La Cour suprême entendra une affaire de marque sur le jouet pour chien sur le thème de Jack Daniel

Une affaire de marque qui doit être plaidée devant la Cour suprême cette semaine porte sur un jouet pour chien inspiré d’une bouteille de Jack Daniel’s qui, selon la société de whisky, est nocif pour sa marque en associant son étiquette et son structure à du caca de chien.

La société cherche à annuler une décision d’un tribunal inférieur qui a déterminé que le jouet “Negative Spaniels” de VIP Products and solutions est protégé par le leading amendement et conçu comme une blague non destinée à nuire à Jack Daniel’s.

Le jouet échange l’étiquette emblématique “Previous No. 7 Brand Tennessee Bitter Mash Whiskey” de Jack Daniel pour un structure sur le thème du chien qui annonce “The Previous No. 2 On Your Tennessee Carpet” de la marque “Poor Spaniels”. Alors que les bouteilles de Jack Daniel’s indiquent que le whisky contient 40% d’alcool en volume, la bouteille de jouet indique qu’il contient “43% de caca en volume”. et “100 % malodorant”.

“Certes, tout le monde aime une bonne blague”, ont écrit les avocats de Jack Daniel’s dans un file judiciaire. “Mais la “blague” motivée par le gain de VIP déroute les consommateurs en profitant de la bonne volonté durement gagnée de Jack Daniel.”

La Cour suprême entendra une affaire de marque sur le jouet pour chien sur le thème de Jack Daniel

Jack Daniel’s et d’autres sociétés comme Nike et Campbell Soup ont déposé des mémoires en faveur du fabricant de whisky, affirmant que permettre au produit de se présenter comme une expression artistique les rendrait vulnérables à d’autres parodies qui pourraient nuire à leurs marques.

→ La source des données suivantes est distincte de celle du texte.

PR #79, opened 2019-12-11
m2k-osc: Initial revision

cristina-suteu:
Signed-off-by: Cristina Suteu <cristina.suteu@analog.com>


tools/python/m2k-osc/ain_tab.py
```diff
@@ -0,0 +1,199 @@
...
+        get_samples_thread.setDaemon(True)
+        get_samples_thread.start()
+    def stop_in(self):
+        global instream
+        instream=False
+    def update_plot(self):
+        self.plot()
+        if instream is True:
+            self.after(10,self.update_plot)
+    def update_readsamples(self):
```
commodo: it's a good idea to leave some empty lines between methods/functions in Python;

tools/python/m2k-osc/ain_tab.py
```diff
@@ -0,0 +1,199 @@
...
+        global read_samples
+        read_samples.set(self.ain_samples_entry.get())
+        print(read_samples.get())
+        print(self.ain_samples_entry.get())
+
+
```
commodo: nitpick: extra line

tools/python/m2k-osc/ain_tab.py
```diff
@@ -0,0 +1,199 @@
...
+            rangelimits_ch0.set(str(ain.getRangeLimits(ain.getRange(0))))
+    def set_range_ch1(self):
+        if ain.isChannelEnabled(1) is True:
+            if ain_range_ch1_var.get()==1:
+                ain.setRange(1,1)
+            else:
+                ain.setRange(1,0)
+            rangelimits_ch1.set(str(ain.getRangeLimits(ain.getRange(1))))
+    def start_in(self):
+        global instream
```
commodo: i'm a bit fuzzy on how `global` works inside classes, but i don't know if this is a good idea in general;
because, `instream` could become available on the whole scope of this module [at least that's how it works in general]; and the some things could get mixed up [as changes happen in the code];
especially if you get more instances of the same class (e.g. `ain_tab_frame` )

maybe assign `instream` as member of the instance;
so; something like `self.instream = True`

at least then you are safe that the value of this is accessed only on this instance;

same comment for other `global` [if it applies]

commodo:
generally: a commit description would be nice, detailing the change;

tools/python/m2k-osc/ain_tab.py
```diff
@@ -0,0 +1,199 @@
+import matplotlib
```
commodo: just curios: does this work for Python3? or just Python2?
generally, it's a good idea to target Py3 as Py2 is kind-of-going away;

tools/python/m2k-osc/ain_tab.py
```diff
@@ -0,0 +1,199 @@
...
+import threading
+import time
+import ctx_tab
+import aout_tab
+LARGE_FONT = ("Verdana",12)
+SMALL_FONT = ("Vedana",10)
+
+samples_queuech0=[]
+samples_queuech1=[]
+fig=fg.Figure(figsize=(8,6))
```
commodo: it's a good idea to be consistent about style;
so, for example, when assigning stuff:   `SMALL_FONT__space__=__space__("Vedana",10)` vs `samples_queuech0__no_space__=__no_space__[]` 

not a big deal; but consistency looks nice;

tools/python/m2k-osc/ain_tab.py
```diff
@@ -0,0 +1,199 @@
...
+from matplotlib.backends.backend_tkagg import FigureCanvasTkAgg, NavigationToolbar2Tk
+from matplotlib import style
+import threading
+import time
+import ctx_tab
+import aout_tab
+LARGE_FONT = ("Verdana",12)
+SMALL_FONT = ("Vedana",10)
+
+samples_queuech0=[]
```
commodo: [curios] generally speaking about this Python module;
is it a standalone app or a library?

depending on the case, it's a good idea to keep samples queued on the module or not;

tools/python/m2k-osc/m2k-osc.py
```diff
@@ -0,0 +1,69 @@
...
+
+def main():
+    root = tk.Tk()
+    root.title("M2K Osc")
+    root.geometry("800x850")
+    #m2k_osc_app(root).place(side="top", fill="both", expand=True)
+    m2k_osc_app(root).grid(row=0,column=0) 
+    root.mainloop()
+
+
```
commodo: nitpick:  this could do fewer lines;

tools/python/m2k-osc/m2k-osc.py
```diff
@@ -0,0 +1,69 @@
...
+
+if  __name__ == "__main__":
+    main()
+
+
```
commodo: nitpick: extra line

tools/python/m2k-osc/ain_tab.py
```diff
@@ -0,0 +1,199 @@
...
+from tkinter import ttk
+import matplotlib.figure as  fg
+import libm2k
+from matplotlib.backends.backend_tkagg import FigureCanvasTkAgg, NavigationToolbar2Tk
+from matplotlib import style
+import threading
+import time
+import ctx_tab
+import aout_tab
+LARGE_FONT = ("Verdana",12)
```
commodo: if you remove these fonts and leave them in the app part to choose, would it work?

tools/python/m2k-osc/m2k-osc.py
```diff
@@ -0,0 +1,69 @@
...
+import numpy as np
+import tkinter as tk
+from tkinter import ttk
+import matplotlib.figure as  fg
+import libm2k
+from matplotlib.backends.backend_tkagg import FigureCanvasTkAgg, NavigationToolbar2Tk
+from matplotlib import style
+import threading
+import time
+from ctx_tab import *
```
commodo: it's not always a good idea to import everything;

tools/python/m2k-osc/ctx_tab.py
```diff
@@ -0,0 +1,286 @@
...
+            global ain,aout,dig
+            ain=ctx.getAnalogIn()
+            aout=ctx.getAnalogOut()
+            dig=ctx.getDigital()
+            #ps=ctx.getPowerSupply()
+            #trig=ain.getTrigger()
+            ctx_message.set("Context created.Connected to device with serial no.:")
+            ctx_serialno.set(str(ctx.getSerialNumber()))
+
+
```
commodo: nitpick: too many lines here

tools/python/m2k-osc/ain_tab.py
cristina-suteu: only tried python3 , so yes it works, but it probably works with python2 as well, haven't tried

tools/python/m2k-osc/ain_tab.py
```diff
@@ -0,0 +1,199 @@
...
+        self.linech0,=fig_subplot.plot(x,y_ch0)
+        self.linech1,=fig_subplot.plot(x,y_ch1)
+        self.canvas=FigureCanvasTkAgg(fig,master=self)
+        self.canvas.draw()
+        self.canvas.get_tk_widget().grid(row=11,column=0,columnspan=4)
+    def enable_ch0(self):
+        self.get_ain()
+        if ain_ch0_var.get() ==1:
+            ain.enableChannel(0,True)
+            print(ain.getRange(0))
```
commodo: this print looks like debug
intended or forgotten?

tools/python/m2k-osc/ain_tab.py
cristina-suteu: it's supposed to be stand-alone app to showcase functions of the libm2k library

tools/python/m2k-osc/aout_tab.py
```diff
@@ -0,0 +1,242 @@
+import matplotlib
+import numpy as np
+import tkinter as tk
+from tkinter import ttk
+import matplotlib.figure as  fg
+import libm2k
+from matplotlib.backends.backend_tkagg import FigureCanvasTkAgg, NavigationToolbar2Tk
```
commodo: are all imports required?
or can some of them be reduced?
same question for globals

tools/python/m2k-osc/m2k-osc.py
```diff
@@ -0,0 +1,69 @@
...
+        tab_parent = ttk.Notebook()
+        self.tab_parent = tab_parent
+        tab_ctx = ctx_tab_frame(tab_parent, self)
+        tab_parent.add(tab_ctx,text='Context' )
+
+        tab_parent.grid(row=0,column=0)
+        tab_parent.grid_columnconfigure(0,weight=1)
+        tab_parent.grid_rowconfigure(0,weight=1)
+
+        """
```
commodo: for the final version, it's a good idea to remove commented code;
since this is a draft, it's not a problem;

tools/python/m2k-osc/aout_tab.py
cristina-suteu: imports and globals reduced

tools/python/m2k-osc/m2k-osc.py
cristina-suteu: commented sections removed

tools/python/m2k-osc/ain_tab.py
cristina-suteu: forgotten debug print. gone now

tools/python/m2k-osc/ain_tab.py
cristina-suteu: this is no longer an issue, nor does this code section exist in the current version

examples/analog/main.cpp
```diff
@@ -54,7 +54,6 @@ int main(int argc, char* argv[])
 	trig->setAnalogDelay(0);
```
commodo: this commit looks funky
it's only the `Signed-off-by` tag
maybe squash everything into the first one?

examples/analog/main.cpp
```diff
@@ -83,12 +82,12 @@ int main(int argc, char* argv[])
 	{
 		cout<<val<<endl;
 	}
-	cout << "CHANNEL2"<<endl;
+/*	cout << "CHANNEL2"<<endl;
```
commodo: this code looks commented out

commodo:
what is ` tools/python/libm2k ` ?

include/libm2k/config.hpp
```diff
@@ -0,0 +1,7 @@
+#ifndef CONFIG_HPP_CMAKEIN
+#define CONFIG_HPP_CMAKEIN
+
+#define PROJECT_VERSION "0.1"
+#define PROJECT_VERSION_GIT "1b12b79"
+
+#endif //CONFIG_HPP_CMAKEIN
```
commodo: is this file committed by accident?

tools/python/m2k-osc/ain_tab.py
```diff
@@ -0,0 +1,169 @@
...
+        self.calibscale_ch0.set(str(ain.getCalibscale(0)))
+        self.calibscale_ch1.set(str(ain.getCalibscale(1)))
+        self.vertoffset_ch0.set(str(ain.getVerticalOffset(0)))
+        self.vertoffset_ch1.set(str(ain.getVerticalOffset(1)))
+        self.rangelimits_ch0.set(str(ain.getRangeLimits(ain.getRange(0))))
+        self.rangelimits_ch1.set(str(ain.getRangeLimits(ain.getRange(1))))
+        self.hystrange_ch0.set(str(ain.getHysteresisRange(0)))
+        self.hystrange_ch1.set(str(ain.getHysteresisRange(1)))
+        self.sclfact_ch0.set(str(ain.getScalingFactor(0)))
+        self.sclfact_ch1.set(str(ain.getScalingFactor(1)))
```
commodo: i'm wondering if it would be a good idea to reverse the logic on this ch0 & ch1 attributes;
maybe group them somehow [a class or array, or hashtable]
then you could have some way like  `self.ch0.get_values()` & `self.ch1.get_values()`
you could also construct the ch0 & ch1 members with a single constructor;
`self.ch0 = self.init_ch(0)` or something like that;

i'm not saying this should be the exact code,but something along these lines would look more compact;

tools/python/m2k-osc/analog_custom_signal.csv
```diff
@@ -0,0 +1,37 @@
+0,
```
commodo: is this CSV file intended or committed by accident?

include/libm2k/config.hpp
cristina-suteu: definitely . apologies

examples/analog/main.cpp
cristina-suteu: this file is also committed by accident, sorry

tools/python/m2k-osc/analog_custom_signal.csv
cristina-suteu: this one is intended, you load the file in the tkinter app and push the values to an analog output channel. there's also a similar file to load and push data to the digital channels. they both serve as example files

Dans des dossiers judiciaires, les avocats de Jack Daniel ont déclaré qu’un tribunal de district avait statué que le jouet avait enfreint la loi Lanham, une loi qui protège les titulaires de marques si un autre produit est censé semer la confusion chez les consommateurs quant à son origine et s’il est associé à la marque connue.

Mais en appel, la Cour d’appel du neuvième circuit a statué que le produit clairement humoristique était protégé par le premier amendement.

Pour les œuvres d’expression artistique, il doit être prouvé que l’utilisation de la marque n’est pas pertinente pour l’œuvre et que le créateur trompe intentionnellement les consommateurs en leur faisant croire que le titulaire de la marque est impliqué. Comme cela n’a pas pu être prouvé dans le cas du jouet pour chien, le tribunal du neuvième circuit a jugé qu’il était protégé par le premier amendement.

“Le jouet pour chien Terrible Spaniels, bien qu’il ne soit sûrement pas l’équivalent de la Joconde, est une œuvre expressive”, a écrit le juge Andrew Hurwitz dans la décision.

Les arguments sur l’affaire devraient être entendus par la Cour suprême mercredi, et une décision est attendue as well as tard cette année.